WHAT IS EXPECTED: Your output should be the lines of the entries below, exactly, from the first one through the line that holds "navigation, up to 100".

Dataset entries:
-=-=-

PR #726, opened 2023-08-03
fix: Prefetch that is actually position aware and multi-viewport capable

wayfarer3130:
### Context
The older stackPrefetch tool ended up just prefetching the entire series, marking all prefetched images as actively accessed, so that when the data didnt' fit, it would over-write the cache with images not near the currently active image.  This version is context sensitive to the position, direction of travel, image size and cache size.

The behaviour is: (rest is notes from the code):

 1. On navigating to a new image initially, or one that is at a different position:
  * Fetch the next/previous 2 images
 2. If the user is navigating forward/backward by less than 5 images, then
  * Prefetch additional images in the direction of navigation, up to 100
 3. If all the images in a given prefetch have completed, then:
  * Use the last prefetched image size as an image size for the stack
  * Fetch up to 1/4 of the cache size images near the current image

 This is designed to:
   * Get nearby images immediately so that they are available for navigation
     * Under the assumption that users might click and view an image, then
       navigate to next/previous image to see the exact image they want
   * Not interfere with loading other viewports if they are still loading
     * Load priority is prefetch, and minimal images are requested initially
   * Load an entire series if it will fit in memory
     * Allows navigating to other parts of the series and display images immediately
   * Have images available for CINE/navigation in one direction even when
     there is more image data than will fit in memory.
     * Up to 100 images in the direction of travel will be prefetched

### Changes & Results

Change the computation for which images to prefetch by setting a start/end prefetch range based on:
1. +/- 2 images initially and on navigation to completely different parts of the stack
2. Images in the direction of travel (eg +N or -N for forward or backward, making N larger as the user navigates in that same direction)
3. images around the image navigated to, of size such that it fills 1/4 of the cache, assuming equal size images

### Testing

Use the visible light human image dataset from IDC to test very large image datasets.  This dataset allows for 125 images in the cache roughly.  Play CINE in either direction, at about 10 frames per second for me to allow prefetch (on existing setup this would have gone blank - I think it will now skip images, showing some images)
Note how the prefetch extends further out as the CINE progresses - try at 1 fps to see this easily

Navigate in this series manually, note how it fetches +/- 2, then fetches nearby images in proportion to where the image click happens (so that it still fetches the same number at the ends)

Load a medium size CT study, go to 2x2 layout.  Wait for prefetch to complete (you can check console logs for details, one log per viewport at the end of prefetch).  Click into the middle of the series - should not load any new images.

#### PR

#### Code

  etc.)

  additions or removals.

#### Tested Environment

- [] "OS: 
- [] "Node version: 
- [] "Browser:
  


IbrahimCSAE (approved):
I tested this locally in OHIF and it works as expected 👍

wayfarer3130:
@sedghi - any ideas on the build failure?  Nothing obvious when I looked at the logs.

sedghi:
Not working as expected. See video below

Right now:
- It correctly sends couple of requests per viewports on the grid
- It does send one request upon scroll

expected behaviour
- Upon viewport click it should send out the rest of requests for that viewport all together and not one by one

https://github.com/cornerstonejs/cornerstone3D/assets/7490180/128b8aa4-a926-4f5d-a17a-9cacdb59bc7f

packages/tools/src/utilities/stackPrefetch/stackPrefetch.ts
```diff
@@ -257,11 +257,11 @@ const updateToolState = (element) => {
 
   const minIndex = Math.max(
     0,
-    stack.currentImageIdIndex - configuration.minBefore
+    stack.currentImageIdIndex - (configuration.minBefore || 1)
   );
   const maxIndex = Math.min(
     stack.imageIds.length - 1,
-    stack.currentImageIdIndex + configuration.maxAfter
```
sedghi: how is it possible that the configuration is undefined? it is defined above. Why do mean || 5 and || 1 above

sedghi:
Still not fixed after your commit

packages/tools/src/utilities/stackPrefetch/stackPrefetch.ts
wayfarer3130: If the user overrides the configuration but doesn't provide the values, then the || 5 or || 1 provide default values so that the add/subtract aren't undefined.

wayfarer3130:
> Not working as expected. See video below
> 
> Right now:
> 
> * It correctly sends couple of requests per viewports on the grid
> * It does send one request upon scroll
> 
> expected behaviour
> 
> * Upon viewport click it should send out the rest of requests for that viewport all together and not one by one
> 

That is actually working as expected.  The behaviour is:
* When the viewport image has been loaded at the given position (using request priority 'interaction'), THEN start prefetching
* Prefetch only current position - minBefore to current position + maxAfter
* Ignore any viewport selected/not selected (eg any clicks on the viewport).

That behaviour gives exactly what you see 
* on navigating by 1 position, only 1 additional image is eligible for prefetch, since everything else is already in cache.
* on clicking to activate a viewport, nothing additional is fetched
* on opening to 2x2 layout, it fetches all 4 immediate images in view, then fetches about 5 additional images per viewport (20 extra), for a total of 24 images

Now, the code is relatively easy to extend in various ways, so I could do any/all of:
1. Choose how many images to read for the current viewport based on the current image size
2. Choose how much of the cache space to use based on the number of viewports enabled
3. Allocate additional space to the currently active viewport (would need to get a notification on viewport being active)
4. Perform additional fetches to continue filling cache once the first set is complete
5. Automatically choose how many prefetches to run based on how many viewports are open
6. Allocate extra prefetches to the active viewport
7. Update the cache to separate out volume cache size from stack cache max size
8. Only count stack caches towards the number of relevant image sets

All of these would provide more responsiveness to the cache - I'm not sure which ones are optimal.

sedghi:
@wayfarer3130 it is not
If you see the video at 20 seconds, when I'm on the top right (PT viewport). Upon scroll it is sending out one by one requests which doesn't makes sense since it should have already sent out all those before hand. The behaviour we were talking was 
regarding overwriting the images that are in the cache. It was about we should not allow the overwrite to happen IF the current viewports in the grid are on that imageId/Index.

wayfarer3130:
@sedghi - I think this is close to what we agreed on - if it is good enough, then I'd like to proceed with it, and then if there are more changes afterwards, then we can open new issues to deal with them.

sedghi:
@wayfarer3130 I thought the conclusion was to keep this one simple and add the advanced one to OHIF since it requires more metadata

wayfarer3130:
> @wayfarer3130 I thought the conclusion was to keep this one simple and add the advanced one to OHIF since it requires more metadata

Yes, I've kept this one fairly simple - it needed a bit more complexity to fix basic CINE display, but otherwise it is quite simple.  Fetch up to 6 images at a time, the only complexity being which 6 gets fetched.

sedghi:
let me know if it is ready for review

tsconfig.base.json
```diff
@@ -15,7 +15,7 @@
     "forceConsistentCasingInFileNames": true,
     "useDefineForClassFields": false,
     "jsx": "react-jsx",
-    "lib": ["ES6", "dom"], // "ES6", "DOM" | "es2015", "dom"
+    "lib": ["ESNext", "dom"], // "ES6", "DOM" | "es2015", "dom"
```
sedghi, line 18: we should change this in the beta branch not here

packages/core/src/RenderingEngine/StackViewport.ts
```diff
@@ -2236,6 +2238,8 @@ class StackViewport extends Viewport implements IStackViewport {
 
     const imageAlreadyLoaded = cache.isImageIdCached(targetImageId);
 
+    this.viewportStatus = ViewportStatus.PRE_RENDER;
+
```
sedghi, line 2242: why we are setting PRE_RENDER twice here

packages/tools/src/utilities/cine/playClip.ts
```diff
@@ -330,7 +333,16 @@ function _createStackViewportCinePlayContext(
       // It is always in acquired orientation
       return true;
     },
+    tries: 0,
```
sedghi, line 336: can we extract the CINE changes into a separate PR and dedicate this PR only to stackPrefetch?

packages/core/src/cache/cache.ts
```diff
@@ -15,34 +15,40 @@ import { triggerEvent, imageIdToURI } from '../utilities';
...
 import Events from '../enums/Events';
 
-const MAX_CACHE_SIZE_1GB = 1073741824;
+const ONE_GB = 1073741824;
 
+/**
+ * Stores images, volumes and geometry.
+ * There are two sizes - the max cache size, that controls the overal maximum
+ * size, and the instance size, which controls how big any single object can
+ * be.  Defaults are 3 GB and 2 GB - 8 bytes (just enough to allow allocating it
```
sedghi, line 24: nice doc

packages/tools/src/utilities/stackPrefetch/index.ts
```diff
@@ -5,4 +5,8 @@ import {
   getConfiguration,
 } from './stackPrefetch';
 
-export { enable, disable, setConfiguration, getConfiguration };
+import * as stackContextPrefetch from './stackContextPrefetch';
+
+const stackPrefetch = { enable, disable, setConfiguration, getConfiguration };
```
sedghi, line 10: can't we do the same `import * as ` for the basic stackPrefetch?

packages/tools/src/utilities/stackPrefetch/stackContextPrefetch.ts
```diff
@@ -0,0 +1,386 @@
...
+  const imageIdSet = new Set<string>();
+  imageIds.forEach((imageId) => imageIdSet.add(imageId));
+  return (requestDetails) =>
+    requestDetails.type !== requestType ||
+    !imageIdSet.has(requestDetails.additionalDetails.imageId);
+};
+
+function prefetch(element) {
+  const stack = getStackData(element);
+  if (!stack || !stack.imageIds || stack.imageIds.length === 0) {
```
sedghi, line 83: !stack?.imageIds?.length

packages/tools/src/utilities/stackPrefetch/stackContextPrefetch.ts
```diff
@@ -0,0 +1,386 @@
...
+
+  if (!stackPrefetchData) {
+    return;
+  }
+
+  const stackPrefetch = stackPrefetchData || {};
+
+  // If all the requests are complete, disable the stackPrefetch tool
+  if (
+    !stackPrefetch.indicesToRequest ||
```
sedghi, line 99: ditto

packages/tools/src/utilities/stackPrefetch/stackContextPrefetch.ts
```diff
@@ -0,0 +1,386 @@
...
+  return {
+    currentImageIdIndex: viewport.getCurrentImageIdIndex(),
+    imageIds: viewport.getImageIds(),
+  };
+}
+
+const clearFromImageIds = (stack) => {
+  const { imageIds } = stack;
+  const imageIdSet = new Set<string>();
+  imageIds.forEach((imageId) => imageIdSet.add(imageId));
```
sedghi, line 75: we prob can do `const imageIdSet = new Set(stack.imageIds);`

packages/tools/src/utilities/stackPrefetch/stackContextPrefetch.ts
```diff
@@ -0,0 +1,386 @@
...
+      'stackPrefetch: element must be a StackViewport, VolumeViewport stackPrefetch not yet implemented'
+    );
+  }
+
+  return {
+    currentImageIdIndex: viewport.getCurrentImageIdIndex(),
+    imageIds: viewport.getImageIds(),
+  };
+}
+
```
sedghi, line 71: this is shared between two prefetchers, can we refactor in to stackprefetch/utils?

packages/tools/src/utilities/stackPrefetch/stackContextPrefetch.ts
```diff
@@ -0,0 +1,386 @@
...
+      return;
+    }
+
+    const distance = Math.abs(currentImageIdIndex - imageIdIndex);
+    // Use getter for nearby objects to ensure the recent access is updated
+    // and is cached for distant objects, to let them be decached if necessary
+    const imageCached =
+      distance < 6
+        ? cache.getImageLoadObject(imageId)
+        : cache.isImageIdCached(imageId);
```
sedghi, line 139: I looked at isImageIdCached in the cache and it is basically isLoaded, we should rename it 

```js
public isImageIdCached(imageId: string): boolean {
    const cachedImage = this._imageCache.get(imageId);

    if (!cachedImage) {
      return false;
    }

    return cachedImage.loaded;
  }
```

packages/tools/src/utilities/stackPrefetch/stackContextPrefetch.ts
```diff
@@ -0,0 +1,386 @@
...
+    const imageId = stack.imageIds[imageIdIndex];
+
+    if (!imageId) {
+      return;
+    }
+
+    const distance = Math.abs(currentImageIdIndex - imageIdIndex);
+    // Use getter for nearby objects to ensure the recent access is updated
+    // and is cached for distant objects, to let them be decached if necessary
+    const imageCached =
```
sedghi, line 136: I'm not sure if I follow this, you are saying if distance is less than 6 check if the image is requested to be loaded (since that is basically the getImageLoadObject, it does not gaurantee the pixel load, since it is a promise), but if the distance is more than 6 check if it is pixel loaded. right? why? can you add this clarfication and a bit more to the comment above?

packages/tools/src/utilities/stackPrefetch/stackContextPrefetch.ts
```diff
@@ -0,0 +1,386 @@
...
+
+const updateToolState = (element) => {
+  const stack = getStackData(element);
+  if (!stack || !stack.imageIds || stack.imageIds.length === 0) {
+    console.warn('CornerstoneTools.stackPrefetch: No images in stack.');
+    return;
+  }
+
+  const { currentImageIdIndex } = stack;
+  const { maxAfter = 5, minBefore = 1 } = configuration;
```
sedghi, line 268: there is a default in the top of the page, so I don't think we need to default again

packages/tools/src/utilities/stackPrefetch/stackContextPrefetch.ts
sedghi: can you update the doc based on what we discussed

packages/tools/src/utilities/stackPrefetch/stackContextPrefetch.ts
wayfarer3130: Configuration can be supplied not containing the defaults, and I like the actual default configuration to have it, so both are required.

sedghi:
Still not sure if the behaviour is expected, 

The very first image after scrolling down is only 1 request, then it goes 5 and 5 after that

Another issue is in detecting the direction, I thought it is smart and detects we are moving up so it should fire 5 previous imageIds. no?


https://github.com/cornerstonejs/cornerstone3D/assets/7490180/96aa1dc5-7094-4476-b568-c4a8a88c7e10

wayfarer3130:
@sedghi  - the logic for the stackContextPrefetch is now quite a bit cleaner/simpler, but it actually handles more use cases, as documented in the enable method for stackContextPrefetch.  I think at this point it handles all the cases that the original stackPrefetch handled, plus the directional CINE ones, plus stack size aware initial prefetch, so I would vote to deprecate the original one entirely and replace it with this one.

sedghi:
@wayfarer3130 did you fix this? https://github.com/cornerstonejs/cornerstone3D/pull/726#issuecomment-1714880321

wayfarer3130:
> @wayfarer3130 did you fix this? [#726 (comment)](https://github.com/cornerstonejs/cornerstone3D/pull/726#issuecomment-1714880321)

Yes - so the logic on initial display OR on new display at a completely different position is:
1. Fetch the nearby images - +/- 2 images 
2. Once the +/- 2 images is fetched, computed how much the last image fetched takes space wise, assume every image is like that and cache around the current image according to the position +/-  1/4 of the total cacheable space

wayfarer3130:
I added comparison code to OHIF and this code change to allow comparing the performance
Reports average load and decode times, as well as total times.  Over a number of loads, it appears that the performance for displaying the first image display time is about 5% faster using the new code - probably due to having slightly better caching order, but it might have just been random too, as there was a lot of variability in the responses.

packages/tools/src/utilities/stackPrefetch/stackContextPrefetch.ts
```diff
@@ -0,0 +1,373 @@
...
+        if (!stackPrefetch.cacheFill) {
+          stats.initialTime = Date.now() - stats.start;
+          stats.initialSize = stats.imageIds.size;
+          updateToolState(element, usage);
+          prefetch(element);
+        } else if (stats.imageIds.size) {
+          stats.fillTime = Date.now() - stats.start;
+          const { size } = stats.imageIds;
+          stats.fillSize = size;
+          console.log(
```
wayfarer3130, line 138: @sedghi - I'd like to leave this here for now as we don't have a good way to report the statistics, but eventually I'd like to move it into a unified event on the element that reports stats for both volume and stack prefetch.  It is certainly important to have them for evaluating this issue.

sedghi:
So still confused really here. Based what I tried, the 2x2 would cache all of the images (all) but the explanation in your comment [here](https://github.com/cornerstonejs/cornerstone3D/pull/726#issuecomment-1737292373) was something else. I just noticed that the `stackContextPrefetch` does not have any comment explaining what it is and what it does on top of the file. Can you add that?

https://github.com/cornerstonejs/cornerstone3D/assets/7490180/3b69b58c-e7cf-4ad1-89ce-8cba5f0a08cf

sedghi (approved):
Just putting here some more experiments which shows the value of this PR

Putting the cache size deliberately at 4MB it makes it go crazy and the old prefetcher for the 130 slices would request 260 network requests

https://github.com/cornerstonejs/cornerstone3D/assets/7490180/fafe467e-b67b-499a-8d15-70da04d7c7f6

However, using this PR

https://github.com/cornerstonejs/cornerstone3D/assets/7490180/6549b053-c936-4120-ba99-917fc34fc81e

-=-=-

WRITTEN ANSWER:
PR #726, opened 2023-08-03
fix: Prefetch that is actually position aware and multi-viewport capable

wayfarer3130:
### Context
The older stackPrefetch tool ended up just prefetching the entire series, marking all prefetched images as actively accessed, so that when the data didnt' fit, it would over-write the cache with images not near the currently active image.  This version is context sensitive to the position, direction of travel, image size and cache size.

The behaviour is: (rest is notes from the code):

 1. On navigating to a new image initially, or one that is at a different position:
  * Fetch the next/previous 2 images
 2. If the user is navigating forward/backward by less than 5 images, then
  * Prefetch additional images in the direction of navigation, up to 100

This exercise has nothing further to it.